• Action item
Can you quote the lines below exactly, starting at the line with "Mine's only useful" and going through the last one?

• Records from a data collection
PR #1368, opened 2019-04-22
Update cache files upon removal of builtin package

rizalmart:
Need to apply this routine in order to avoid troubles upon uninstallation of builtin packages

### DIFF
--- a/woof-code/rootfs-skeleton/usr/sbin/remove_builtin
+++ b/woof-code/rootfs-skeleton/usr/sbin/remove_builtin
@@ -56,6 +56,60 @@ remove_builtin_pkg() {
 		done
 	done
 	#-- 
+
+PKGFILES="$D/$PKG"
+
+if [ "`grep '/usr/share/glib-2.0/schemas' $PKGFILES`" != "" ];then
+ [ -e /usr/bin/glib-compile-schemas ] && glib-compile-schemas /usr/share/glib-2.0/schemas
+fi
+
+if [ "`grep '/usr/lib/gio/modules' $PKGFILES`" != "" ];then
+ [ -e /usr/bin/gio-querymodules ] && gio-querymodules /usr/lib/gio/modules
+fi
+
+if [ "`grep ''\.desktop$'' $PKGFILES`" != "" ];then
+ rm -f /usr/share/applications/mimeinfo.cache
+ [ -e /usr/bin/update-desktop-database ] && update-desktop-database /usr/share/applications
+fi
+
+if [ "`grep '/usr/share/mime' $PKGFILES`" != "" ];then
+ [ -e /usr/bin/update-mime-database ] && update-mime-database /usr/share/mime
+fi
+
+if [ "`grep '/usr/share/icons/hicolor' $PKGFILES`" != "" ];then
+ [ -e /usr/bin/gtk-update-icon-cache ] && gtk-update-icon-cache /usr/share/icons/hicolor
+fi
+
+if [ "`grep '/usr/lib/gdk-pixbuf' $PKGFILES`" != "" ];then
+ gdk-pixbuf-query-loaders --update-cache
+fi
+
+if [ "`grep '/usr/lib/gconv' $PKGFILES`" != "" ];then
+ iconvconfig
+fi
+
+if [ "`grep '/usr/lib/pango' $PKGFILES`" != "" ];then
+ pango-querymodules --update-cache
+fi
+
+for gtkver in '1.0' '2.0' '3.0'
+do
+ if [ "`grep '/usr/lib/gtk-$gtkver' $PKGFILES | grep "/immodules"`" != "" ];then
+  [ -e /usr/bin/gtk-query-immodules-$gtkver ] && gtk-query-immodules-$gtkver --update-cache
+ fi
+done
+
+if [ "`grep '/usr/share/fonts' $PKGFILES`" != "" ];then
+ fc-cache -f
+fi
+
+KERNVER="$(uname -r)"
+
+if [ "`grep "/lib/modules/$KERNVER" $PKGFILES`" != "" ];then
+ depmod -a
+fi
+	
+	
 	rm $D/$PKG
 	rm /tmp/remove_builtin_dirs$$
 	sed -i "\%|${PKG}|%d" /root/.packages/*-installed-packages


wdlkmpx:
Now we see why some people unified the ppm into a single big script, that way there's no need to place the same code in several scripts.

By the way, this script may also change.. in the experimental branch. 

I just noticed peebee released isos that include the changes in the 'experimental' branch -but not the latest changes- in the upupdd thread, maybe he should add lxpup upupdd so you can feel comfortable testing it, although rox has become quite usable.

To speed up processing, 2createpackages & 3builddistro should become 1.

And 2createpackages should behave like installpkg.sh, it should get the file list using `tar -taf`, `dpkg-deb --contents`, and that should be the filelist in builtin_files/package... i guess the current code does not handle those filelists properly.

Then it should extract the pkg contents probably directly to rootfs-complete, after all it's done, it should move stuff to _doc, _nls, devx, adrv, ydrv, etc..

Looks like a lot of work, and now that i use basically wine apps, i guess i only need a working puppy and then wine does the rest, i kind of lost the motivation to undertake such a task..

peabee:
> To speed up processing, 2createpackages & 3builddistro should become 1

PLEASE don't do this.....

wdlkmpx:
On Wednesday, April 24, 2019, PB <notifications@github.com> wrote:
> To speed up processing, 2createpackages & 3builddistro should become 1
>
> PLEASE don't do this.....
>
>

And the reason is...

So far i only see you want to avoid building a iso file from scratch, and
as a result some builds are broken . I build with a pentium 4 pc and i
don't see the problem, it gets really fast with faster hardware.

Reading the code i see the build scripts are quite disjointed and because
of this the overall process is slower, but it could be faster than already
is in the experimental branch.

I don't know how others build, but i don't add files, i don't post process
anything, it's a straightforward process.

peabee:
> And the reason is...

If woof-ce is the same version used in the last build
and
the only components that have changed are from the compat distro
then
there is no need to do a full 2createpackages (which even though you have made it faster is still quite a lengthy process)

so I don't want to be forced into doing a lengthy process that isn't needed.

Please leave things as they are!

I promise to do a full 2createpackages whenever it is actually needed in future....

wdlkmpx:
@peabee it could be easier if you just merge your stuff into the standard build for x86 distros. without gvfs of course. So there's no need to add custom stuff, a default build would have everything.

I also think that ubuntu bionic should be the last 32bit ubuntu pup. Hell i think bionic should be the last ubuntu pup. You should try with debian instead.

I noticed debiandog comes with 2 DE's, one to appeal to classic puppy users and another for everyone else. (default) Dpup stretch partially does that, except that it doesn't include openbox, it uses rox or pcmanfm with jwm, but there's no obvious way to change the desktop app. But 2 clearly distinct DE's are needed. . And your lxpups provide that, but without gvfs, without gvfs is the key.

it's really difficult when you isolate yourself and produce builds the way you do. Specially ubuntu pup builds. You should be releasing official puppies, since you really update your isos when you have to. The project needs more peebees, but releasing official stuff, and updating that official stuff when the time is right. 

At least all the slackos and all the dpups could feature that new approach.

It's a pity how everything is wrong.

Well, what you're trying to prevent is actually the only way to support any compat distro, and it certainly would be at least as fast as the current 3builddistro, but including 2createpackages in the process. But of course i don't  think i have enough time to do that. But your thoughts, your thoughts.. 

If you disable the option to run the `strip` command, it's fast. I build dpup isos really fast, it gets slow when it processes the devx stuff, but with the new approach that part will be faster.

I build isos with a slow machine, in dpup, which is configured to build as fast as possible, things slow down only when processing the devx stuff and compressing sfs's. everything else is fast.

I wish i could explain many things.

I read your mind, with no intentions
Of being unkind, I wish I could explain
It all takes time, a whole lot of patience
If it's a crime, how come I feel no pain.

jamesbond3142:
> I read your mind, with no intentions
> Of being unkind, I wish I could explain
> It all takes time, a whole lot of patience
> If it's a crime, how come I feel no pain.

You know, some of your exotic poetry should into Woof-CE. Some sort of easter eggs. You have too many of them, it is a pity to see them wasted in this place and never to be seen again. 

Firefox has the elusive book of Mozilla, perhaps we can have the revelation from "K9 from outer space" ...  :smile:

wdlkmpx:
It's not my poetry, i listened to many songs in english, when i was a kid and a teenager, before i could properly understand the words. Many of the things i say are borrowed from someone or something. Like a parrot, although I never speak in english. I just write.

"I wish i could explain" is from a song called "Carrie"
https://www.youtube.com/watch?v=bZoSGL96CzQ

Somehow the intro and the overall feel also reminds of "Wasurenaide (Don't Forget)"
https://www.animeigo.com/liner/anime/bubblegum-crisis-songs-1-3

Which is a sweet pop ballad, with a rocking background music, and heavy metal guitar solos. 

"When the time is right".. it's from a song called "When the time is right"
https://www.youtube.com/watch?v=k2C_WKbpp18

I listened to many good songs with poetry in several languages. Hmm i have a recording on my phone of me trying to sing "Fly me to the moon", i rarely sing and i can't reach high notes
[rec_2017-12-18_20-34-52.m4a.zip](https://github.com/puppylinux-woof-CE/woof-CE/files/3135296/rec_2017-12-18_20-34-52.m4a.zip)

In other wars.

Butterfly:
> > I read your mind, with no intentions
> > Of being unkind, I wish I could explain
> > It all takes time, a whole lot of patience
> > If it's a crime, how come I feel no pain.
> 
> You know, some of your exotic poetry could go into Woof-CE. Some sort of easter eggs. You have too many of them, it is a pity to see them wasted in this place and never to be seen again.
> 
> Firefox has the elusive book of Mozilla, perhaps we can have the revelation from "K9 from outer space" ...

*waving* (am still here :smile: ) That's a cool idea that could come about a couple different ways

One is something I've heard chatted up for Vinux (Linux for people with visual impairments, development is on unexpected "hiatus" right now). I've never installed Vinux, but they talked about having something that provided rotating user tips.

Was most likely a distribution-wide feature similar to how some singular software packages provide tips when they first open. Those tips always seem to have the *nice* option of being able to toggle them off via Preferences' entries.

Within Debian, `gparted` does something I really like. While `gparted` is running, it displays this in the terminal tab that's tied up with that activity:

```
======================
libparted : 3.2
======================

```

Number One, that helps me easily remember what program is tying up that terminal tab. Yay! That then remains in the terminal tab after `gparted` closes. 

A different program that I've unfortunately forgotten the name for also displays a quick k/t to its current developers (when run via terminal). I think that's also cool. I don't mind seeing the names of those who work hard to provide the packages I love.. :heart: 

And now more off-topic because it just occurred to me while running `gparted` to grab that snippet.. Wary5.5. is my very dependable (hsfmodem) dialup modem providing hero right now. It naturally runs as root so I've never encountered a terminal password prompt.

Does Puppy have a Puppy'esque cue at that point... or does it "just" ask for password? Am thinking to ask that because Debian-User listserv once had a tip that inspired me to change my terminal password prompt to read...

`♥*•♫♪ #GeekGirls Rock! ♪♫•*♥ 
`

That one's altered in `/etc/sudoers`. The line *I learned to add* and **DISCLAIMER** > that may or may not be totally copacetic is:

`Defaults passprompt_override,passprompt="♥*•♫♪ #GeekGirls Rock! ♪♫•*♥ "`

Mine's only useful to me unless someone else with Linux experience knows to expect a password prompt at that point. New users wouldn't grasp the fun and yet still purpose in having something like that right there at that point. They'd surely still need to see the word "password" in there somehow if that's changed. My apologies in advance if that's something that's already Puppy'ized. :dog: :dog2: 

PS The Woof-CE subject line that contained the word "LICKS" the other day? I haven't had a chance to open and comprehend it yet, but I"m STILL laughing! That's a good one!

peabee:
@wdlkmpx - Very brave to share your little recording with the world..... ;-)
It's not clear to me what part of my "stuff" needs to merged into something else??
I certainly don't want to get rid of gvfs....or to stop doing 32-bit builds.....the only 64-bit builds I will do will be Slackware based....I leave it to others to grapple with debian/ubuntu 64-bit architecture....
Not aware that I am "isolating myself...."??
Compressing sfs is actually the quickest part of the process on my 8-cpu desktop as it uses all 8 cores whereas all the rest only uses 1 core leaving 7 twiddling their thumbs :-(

• Response to the exercise
Mine's only useful to me unless someone else with Linux experience knows to expect a password prompt at that point. New users wouldn't grasp the fun and yet still purpose in having something like that right there at that point. They'd surely still need to see the word "password" in there somehow if that's changed. My apologies in advance if that's something that's already Puppy'ized. :dog: :dog2: 

PS The Woof-CE subject line that contained the word "LICKS" the other day? I haven't had a chance to open and comprehend it yet, but I"m STILL laughing! That's a good one!

peabee:
@wdlkmpx - Very brave to share your little recording with the world..... ;-)
It's not clear to me what part of my "stuff" needs to merged into something else??
I certainly don't want to get rid of gvfs....or to stop doing 32-bit builds.....the only 64-bit builds I will do will be Slackware based....I leave it to others to grapple with debian/ubuntu 64-bit architecture....
Not aware that I am "isolating myself...."??
Compressing sfs is actually the quickest part of the process on my 8-cpu desktop as it uses all 8 cores whereas all the rest only uses 1 core leaving 7 twiddling their thumbs :-(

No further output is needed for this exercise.